Makoto Fujimura Awarded 2016 Aldersgate Prize for “Silence and Beauty”

Indiana Wesleyan University’s John Wesley Honors College (JWHC) is pleased to announce the 2016 Aldersgate Prize has been awarded to renowned bicultural artist Makoto Fujimura for his book, “Silence and Beauty: Hidden Faith Born of Suffering”. A master painter and leading international contributor to conversations on faith and art, Fujimura also serves as the director of the Brehm Center for Worship, Theology and the Arts at Fuller Theological Seminary.

Motivated by the ethos of its Christian liberal learning community, the JWHC awards the Aldersgate Prize annually to celebrate the outstanding achievement of an author whose scholarship challenges reductionistic trends in academia by yielding a broadly integrative analysis of life’s complexities and by shedding fresh light on ultimate questions that can enrich Christian conceptions of human flourishing.

Selected from nearly eighty nominations for this year’s prize, “Silence and Beauty” is a genre-transcending work that contemplates Japan’s earliest encounter with Christianity and the unique ways this legacy survived as a subtle, yet integral, part of the quiet beauty and generative ambiguity that pervades Japanese culture. By courageously crossing boundaries between autobiography and literary criticism, personal and cultural history, memoir and theodicy, Fujimura leverages Shusaku Endo’s novel, “Silence”, as an illuminating and provocative touchstone for revealing what Japan’s “cultural estuary” can teach us about the redemptive significance of weakness and failure and the transformative power of ambiguity and doubts for grasping the depths of faith. On one hand, the “Christ-hidden” culture of Japan that “Silence and Beauty” brings to light serves as a probing corrective of Western rationalism and its triumphalist conceptions of belief, beauty and human flourishing. On the other hand, it demonstrates how Japanese works of art, like “Silence”, have the potential to re-narrate past traumas in a way that penetrates the disquieting realities of suffering and doubts for the sake of awakening genuine healing and restoration. 

The Aldersgate Prize selection committee is convinced that Fujimura’s uniquely interdisciplinary work will inspire a variety of important conversations across academic disciplines, cultures and Christian traditions about recovering the unsettling power of beauty for discerning and living faithfully into God’s redemptive presence amid the questions, complexities and struggles that haunt our everyday lives. And, in an age in which the gravitational center of global Christianity continues to shift away from the West, “Silence and Beauty” offers an inspiring model of how Eastern perspectives can enrich the black and white dichotomies of modernity with “full resonant color.”

Fujimura will accept the Aldersgate Prize on April 6, 2017 at the 2016 Celebration of Scholarship Luncheon at Indiana Wesleyan University.

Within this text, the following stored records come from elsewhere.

PR #2688, opened 2017-11-27
[Zeppelin-2571] & [Zeppelin-465] Run paragraphs: from first/current to current/last

tinkoff-dwh:
### What is this PR for?
This pr add the ability to run all paragraphs from the first to the current and from the current to the last. This makes it easier to update the data if changes are made in one of the related paragraphs.

### What type of PR is it?
Feature

### What is the Jira issue?
[ZEPPELIN-2571](https://issues.apache.org/jira/browse/ZEPPELIN-2571) - (Add a "Run to here" option on paragraphs)
[ZEPPELIN-465](https://issues.apache.org/jira/browse/ZEPPELIN-465)     - (Capability to run all cells below the current cell)

1. Click on the "Run: from first to this" or "Run: from this to last" in the dropdown menu. Paragraphs from the first/current to the current/last will be started in order.
2. Press the key combination: CTRL + SHIFT + ENTER.
A window will appear with the choice of the desired action. 
capture2
Choose one of two actions. The selected action will be performed.

capture1_edit

### Questions:

### DIFF
--- a/zeppelin-web/src/app/notebook/paragraph/paragraph-control.html
+++ b/zeppelin-web/src/app/notebook/paragraph/paragraph-control.html
@@ -155,7 +155,7 @@ limitations under the License.
                   style="position: relative; transform: rotate(-90deg); left: -4px;">
             </span>
             <span class="shortcut-keys">Ctrl+{{ isMac ? 'Option' : 'Shift'}}+Enter</span>
-             Run current and all below
+             Run all below
           </a>
         </li>
         <li>
--- a/zeppelin-web/src/app/notebook/paragraph/paragraph-control.html
+++ b/zeppelin-web/src/app/notebook/paragraph/paragraph-control.html
@@ -145,7 +145,7 @@ limitations under the License.
             <span class="icon-action-redo shortcut-icon"
                   style="position: relative; transform: rotate(-90deg); left: -4px;">
             </span>
-            <span class="shortcut-keys">Ctrl+{{ isMac ? 'Option' : 'Shift'}}+Enter</span>
+            <span class="shortcut-keys">Ctrl+Shift+Enter</span>
             Run all above
           </a>
         </li>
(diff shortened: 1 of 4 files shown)


Leemoonsoo:
Thanks @tinkoff-dwh for the contribution. The feature works as expected.

Jupyer has "Run All Above" and "Run All Below".
image

One interesting thing is, "Run All Above" exclude current cell (paragraph), "Run All Below" include the current cell (paragraph).

I think there's a reason why Jupyer designed two very related button behavior in slightly different way. @tinkoff-dwh What do you think? Do you think Jupyter's "Run All Above" behavior is useful?

felixcheung:
I guess the Jupyter behavior sort of make senses to me...
It sounds like "Run All Above" means "runs everything from the top to right before this current paragraph", which can be useful for reruns.

tinkoff-dwh:
@Leemoonsoo 
Yes, I think it will be more convenient.
I made some changes.

Leemoonsoo:
Tested last commit and it works well. Looks good to me.

It's minor, if paragraph keeps focus after 'run all above' and 'run all below', that would be more convenient to use.

tinkoff-dwh:
@Leemoonsoo
Now paragraph's focus and cursor position stay in the same position after launch.

zeppelin-web/src/app/notebook/paragraph/paragraph-control.html
```diff
@@ -140,6 +140,24 @@
             Insert new
           </a>
         </li>
+        <li>
+          <a ng-click="runAllToThis(paragraph)" ng-hide="$first">
+            <span class="icon-action-redo shortcut-icon"
+                  style="position: relative; transform: rotate(-90deg); left: -4px;">
+            </span>
+            <span class="shortcut-keys">Ctrl+{{ isMac ? 'Option' : 'Shift'}}+Enter</span>
```
Leemoonsoo: In Mac, Shift + Enter works but Option + Enter doesn't.

tinkoff-dwh:
@Leemoonsoo 
You're right. The description was not true. 
The description has been changed.

Leemoonsoo:
Thanks @tinkoff-dwh. LGTM and merge to master if no further discussions.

He also will offer the keynote address.

The selection committee for the 2016 Aldersgate Prize included the faculty of the JWHC as well as Stacy Hammons (Provost, IWU), Don Sprowl (Associate Provost, IWU), Karen Hoffman (Associate Vice President, School of Nursing, IWU), Rebecca Barnard (Assistant Professor of Music Therapy, IWU), Willem Van De Merwe (Blanchard Chair in Physics, Emeritus, IWU), John Wilson (editor, Books and Culture), Scott Huelin (Honors Director, Union University), Catherine Brekus (Charles Warren Professor of the History of Religion in America, Harvard University) and Christina Bieber Lake (Clyde S. Kilby Professor of English, Wheaton College).